Progress Blog Post 2

As mentioned in our milestones for the semester, we have spent the last few weeks developing a probability measure that will enable us to distinguish contracts. We decided to restrict our attention to the following four variables, which appear to be the most relevant to describe a contract: master’s name, master’s surname, master’s profession and enrolment year of the apprentice. We implemented the Levenshtein distance which is a similarity measure between two strings of characters. It can be seen as a generalization of the Hamming distance since it gives the minimum number of single-character edits (i.e. insertions, deletions or substitutions) required to change a word into the other. For each pair of contracts, we can thus compute and add up (with certain weights that we considered as relevant for the moment) the distances between names, surnames, professions and enrolment years and store these distances in a dataframe. In the next weeks, we will dig deeper in the choice of the weights in order to get the best possible measure. For missing data, we created a boolean variable which equals 1 if that variable is missing and 0 otherwise. The function masterMeasure was specifically designed to represent these distances in a dataframe format. We also took advantage of parallel computing by choosing 2 or more processors to speed up our computations. In the next weeks, we would like to relax the distances between names and between surnames to account for potential typograhic mistakes in the transcription process.

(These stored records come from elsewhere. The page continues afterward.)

Issue #292, opened 2016-01-13
Look for an alternate email-based authentication (Persona will be decommissioned in Nov 2016). 


glatard:
See email below from the Persona mailing list. 
---
Hi Everyone,

When the Mozilla Identity team transitioned Persona to community
ownership, we committed resources to operational and security support
throughout 2014 [1], and renewed that commitment for 2015 [2].  Due to
low, declining usage, we are reallocating the project’s dedicated,
ongoing resources and will shut down the persona.org services that we run.

Persona.org and related domains will be taken offline on November 30th,
2016.

If you run a website that relies on Persona, you will need to implement
an alternative login solution for your users.  We have assembled a wiki
page with additional information and guidelines for migration [3], but
here are the important things you need to know:

Between now and November 30th, 2016, Mozilla will continue to support
the Persona service at a maintenance level:

 * Security issues will be resolved in a timely manner and the services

Considering our four covariables of interest, we performed a principal components analysis to investigate whether it is possible or not to focus our attention on a space with lower dimension. While carrying out a PCA, one must standardize each variable to have mean zero and a scaled variance since each variable is measured in different units. The principal directions we obtained suggest that all four variables are mutually independent as each direction (which corresponds to a hyperplane in R^4) captures approximately a fourth of the total variance. For this reason, we moved back to a matrix representation of the distances and defined a threshold to form clusters. This leaves us with a sparse triangular matrix from which we can determine to what extent different masters are related and from which we can extract some valuable information. We illustrate this in the following figure. In this case, we observe an upper triangular matrix where the darkness of the pixels represents the strength of the relationships between contracts.

At this stage we must deal with clusters that have non-empty intersection. If two clusters happen to intersect, a first idea would be to choose the one with the highest probability of membership. For instance, if a contract x belongs to two clusters C1 and C2, keep the cluster such that x has the greatest probability of belonging to. Another approach that we have considered would be to measure the overlapping of clusters. More precisely, for a given contract x, we denote as G1, …,Gk the group of contracts that are sufficiently close to x, where sufficient is based on the threshold introduced earlier. We tested two alternative definitions of the so-called coherence measure which quantifies the intersection of these clusters. These definitions are given in the following figure. This allows us to only keep those groups of contracts that are sufficiently close to contract x.